1. Introduction - Long Read Assembly Workshop¶
This long read assembly workshop aims to work through an entire assembly workflow including data QC, assembly, and assembly QC.
We Need More Human Genomes¶
No single genome can represent the diversity in the human population. Using a single reference genome creates reference biases, adversely affecting variant discovery, gene–disease association studies and the accuracy of genetic analyses.
The Human Pangenome Reference Consortium (HPRC) is a project funded by the National Human Genome Research Institute (USA) to sequence and assemble genomes from individuals from diverse populations in order to better represent the genomic landscape of diverse human populations.

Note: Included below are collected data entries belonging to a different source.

PR #356, opened 2024-12-19
Implementation of Nix extractor.

brnpl:
Pull request for the Nix package manager extractor.

Implemented:

- Extractor implementation;
- Unit test implementation;


extractor/filesystem/os/nix/nix.go
```diff
@@ -0,0 +1,284 @@
...
+		return false
+	}
+
+	e.reportFileRequired(path, fileinfo.Size(), stats.FileRequiredResultOK)
+	return true
+}
+
+func fileRequired(path string) bool {
+	// nixStoreDir is the standard location of the Nix store.
+	nixStoreDir := "nix/store/"
```
vpasdf, line 120: Inline, I don't see a benefit of having this in a variable. If the data is not reused and the variable name does not add much, just inline.

extractor/filesystem/os/nix/nix.go
```diff
@@ -0,0 +1,284 @@
...
+
+	if strings.HasPrefix(path, nixStoreDir) {
```
vpasdf, line 122: No pyramid code pls.

if !strings.HasPrefix {
  return false
}
...

vpasdf: Same in the rest of this PR.
```
if condition {
  return
}
```
The idea is that you can read through the code from top to bottom with the usual execution path. If that makes sense

extractor/filesystem/os/nix/nix.go
```diff
@@ -0,0 +1,284 @@
...
+		// e.g.
+		// path: nix/store/1ddf3x30m0z6kknmrmapsc7liz8npi1w-perl-5.38.2/bin/ptar
+		// pathParts: 1ddf3x30m0z6kknmrmapsc7liz8npi1w-perl-5.38.2
```
vpasdf, line 125: Do you mean `uniquePath` instead of pathParts?

extractor/filesystem/os/nix/nix.go
```diff
@@ -0,0 +1,284 @@
...
+		pathParts := strings.Split(path, "/")
+
+		if len(pathParts) > 3 {
+			uniquePath := pathParts[2]
+
+			// Check if uniquePath has been already processed. Scalibr scans through files but the info
```
vpasdf, line 131: 80 char line limit

extractor/filesystem/os/nix/nix.go
```diff
@@ -0,0 +1,284 @@
...
+			// about the nix packages are saved in the directory name.
+			if _, exists := visitedDir[uniquePath]; !exists {
```
vpasdf, line 133: This will be executed for all files in the nix directory. Is there no file pattern you can match on?

extractor/filesystem/os/nix/nix.go
```diff
@@ -0,0 +1,284 @@
...
+
+		if pkgHash != "" && pkgName != "" && pkgVersion != "" {
+			i := &extractor.Inventory{
+				Name:    pkgName,
+				Version: pkgVersion,
+				Metadata: &Metadata{
+					PackageName:       pkgName,
+					PackageVersion:    pkgVersion,
+					PackageHash:       pkgHash,
+					OSID:              m["ID"],
```
vpasdf, line 215: The 3 OS fields look like debian. Do they exist on nix and are they relevant to identify the package?

extractor/filesystem/os/nix/nix.go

Why Do Good Assemblies Matter?¶
You can do things with assemblies that you can't with their constituent data. And the better the assembly, the more you can do. For example, the figure below shows a region of the genome with medically relevant loci (Prader Willi) that has regions of long repeats (segmental duplications) that have high sequence similarity. The assemblies on the left use older data and assembly methods can't resolve these loci (see all the gaps), while the assemblies on the right use PacBio HiFi data and Hifiasm with trio phasing to successfully resolve these loci, revealing a likely SV in a region affected by a lack of coverage with older sequencing technology. (Porubsky et al. 2023)
In this workshop, we will show you how to make assemblies with PacBio HiFi data, but we will also add in ultra-long Oxford Nanopore reads. The resulting assemblies will just as good as, if not better than, the assemblies shown on the right in the above image.
Assembly Workflows & Our Approach¶
The approach we take in this workshop will reflect a normal assembly workflow.
On day one, we will learn about the type of data that goes into current assemblers. On day two, we will use two of the most popular and powerful assemblers currently available. And on day three, we will take a look at the assemblies to assess their quality and see what we can do with them.